Pre-Move Planning Pre-move planning is critical for making your move both successful and enjoyable. Consider the following one month prior to your departure for Canada:

Sell or get rid of unnecessary belongings. 
Get estimates from shipping companies. Decide on the shipping method to suit your needs, timeframes and budget. 
Get estimates for pet shipping services. An air-worthy animal crate will need to be ordered and is custom built to your pet’s specific measurements. Each airline has a different policy on the transportation of live animals. Contact your airline of choice directly for costs/regulations/shipping requirements for your pet. 
Gather up all of the required documentation you will need on landing in Canada and within the first few weeks after your arrival. 
Know where you are going! Canada is an immense country, being the second largest country in the world. Many newcomers are not familiar with the geography of Canada and do not have a true appreciation of its vast size and the diversity of its people, its landscape and its climate from coast to coast. When you are choosing your settlement destination, decide whether the following factors, such as strength of the local job market, cost of living, access to affordable housing, weather patterns and basing your decision on arbitrary factors. Your choice of destination can have an enormous impact on the success of your settlement and your future in Canada. Find out about at least three Canadian destinations and research the areas in detail before choosing where to finally settle. Look for destinations that will benefit you and will fit into your type of lifestyle.

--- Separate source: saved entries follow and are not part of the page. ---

PR #337, opened 2018-04-04
[MsgPhpUserBundle] add post-install.txt

ro0NL:
| Q             | A
| ------------- | ---
| License       | MIT

### DIFF
--- a/msgphp/user-bundle/0.3/post-install.txt
+++ b/msgphp/user-bundle/0.3/post-install.txt
@@ -4,5 +4,5 @@
 
   * Install the Symfony Maker Bundle using <info>composer require maker --dev</>. It's required for the next step.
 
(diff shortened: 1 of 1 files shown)


Nyholm:
Thank you. 
Maybe you should be a bit more verbose why I should install maker bundle?

Also, there is no need to move recipes from 0.2 to 0.3. You should **copy** or just modify the 0.2 version. It will apply on 0.3 automatically.

ro0NL:
Updated the post install text :) about 0.2 => 0.3; the `make:user` is only available on my side as of user-bundle:^0.3 (hence the rename). Again im killing 0.2 :)

I kept the eav bundle at 0.2. As you mentioned this will work fine with 0.3

Nyholm:
Sure sure. Could you resolve the merge conflict and I'll be happy to merge.

ro0NL:
Done,

PR #341, opened 2018-04-10
 [MsgPhpEavBundle] Add ORM GeneratedValue annotation

ro0NL:
| Q             | A
| ------------- | ---
| License       | MIT

`msgphp_*_id` resolves to integer by default, so adding `@ORM\GeneratedValue()` seems a good DX improvement. At least it's more obvious to remove then to add.


fabpot:
@symfony-flex-server review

Waiting for visas! While your visa application is being processed, you will have lots of spare time. Canada is a bilingual country, having French and English as there two languages. If possible, take classes or work with a tutor to improve your speaking and listening skills to make you feel at home.

Do you speak the language? One of the most important skills is adapting to the language. Learning the languages of Canada (English or French) is key in order to be socially active, and more successful in finding jobs, and communicating with people. 

Choose your moving date wisely! Canada is a place where you need to be precise when choose your moving date. Moving to Canada in the winter can present a number of problems. Winters in many parts can be very severe with snow for months at a time and temperatures as low as -40 degrees. Arriving during these harsh conditions just adds further stress to you and your family. If you must move during the winter months because of your visas, at least make sure you have pre-arranged accommodation and some reliable transportation available for your arrival.

Have a quick look! Take an exploratory trip prior to moving (if possible)! This will familiarize you with the environment and give you a better understanding of whether Canada is the place for you. It may also give you an opportunity to meet with some potential employers to drop off your resume ahead of your permanent move.

Don’t bank on it! Consider leaving your bank account and visa account in your country of origin open for the first few months after you arrive in Canada. Wait until you become established with banking and credit in your new location before closing out these old accounts. As soon as you arrive, visit your local bank manager, introduce yourself, explain your needs and build a relationship from day one. Open a bank account and apply for a credit card.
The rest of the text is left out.